---------- Data ----------
PR #2484, opened 2026-09-15
feat: jgd2024 support for plateau workflows

shunski:
# Overview
This PR implements vertical reprojections around jgd2024, and modifies the PLATEAU 4 DC workflows so that they can create a view that shows features at revised JGD2024 height, even if the input data is created in JGD2011. This PR builds on top of [the nusamai crate change](https://github.com/reearth/plateau-gis-converter/pull/81).

## Changes to Vertical Reprojector
- It now supports a new mode `Jgd2024ToWgs84`, which will be used to convert Jgd2024 height to Wgs84. When the data is given with the Jgd2011 (epsg 6697) height, it revise the height to that of Jgd2024 first, and then convert it to Wgs84.
- User can configure what the converter do when it encounters the coverage hole of the revision data. It either passes though or raises an error. On the "pass-through" option, number of conversions that are skipped are recorded and emitted at the end as a warning.

## Workflow changes
- Every workflow changes the VerticalReprojector's parameter to `Jgd2024ToWgs84`. It uses the new mode `Jgd2024ToWgs84`, with the default "pass-through" option for the coverage hole.
- The 09-unf workflow's HorizontalReprojector changes the target epsg from 4326 to 6697, since the downstream VerticalReprojector now accepts 6697 and 11318 only. There is no behavioral change on the HorizontalReprojector, because the horizontal part of reprojection is the same for 4326 and 6697.

## Note
- First, I tried to implement the epsg 6697 / 11318 separation inside the workflow, not inside the Vertical Reprojector, so that the behavior is explicit from what's in the workflow. However, the epsg code was not stored inside attributes, but instead it's recorded inside geometry, so the `FeatureFilter` routing couldn't be used for this purpose.


n4to4 (approved):
👍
----------
Make an exact copy of every line in the data.

PR #2484, opened 2026-09-15
feat: jgd2024 support for plateau workflows

shunski:
# Overview
This PR implements vertical reprojections around jgd2024, and modifies the PLATEAU 4 DC workflows so that they can create a view that shows features at revised JGD2024 height, even if the input data is created in JGD2011. This PR builds on top of [the nusamai crate change](https://github.com/reearth/plateau-gis-converter/pull/81).

## Changes to Vertical Reprojector
- It now supports a new mode `Jgd2024ToWgs84`, which will be used to convert Jgd2024 height to Wgs84. When the data is given with the Jgd2011 (epsg 6697) height, it revise the height to that of Jgd2024 first, and then convert it to Wgs84.
- User can configure what the converter do when it encounters the coverage hole of the revision data. It either passes though or raises an error. On the "pass-through" option, number of conversions that are skipped are recorded and emitted at the end as a warning.

## Workflow changes
- Every workflow changes the VerticalReprojector's parameter to `Jgd2024ToWgs84`. It uses the new mode `Jgd2024ToWgs84`, with the default "pass-through" option for the coverage hole.
- The 09-unf workflow's HorizontalReprojector changes the target epsg from 4326 to 6697, since the downstream VerticalReprojector now accepts 6697 and 11318 only. There is no behavioral change on the HorizontalReprojector, because the horizontal part of reprojection is the same for 4326 and 6697.

## Note
- First, I tried to implement the epsg 6697 / 11318 separation inside the workflow, not inside the Vertical Reprojector, so that the behavior is explicit from what's in the workflow. However, the epsg code was not stored inside attributes, but instead it's recorded inside geometry, so the `FeatureFilter` routing couldn't be used for this purpose.


n4to4 (approved):
👍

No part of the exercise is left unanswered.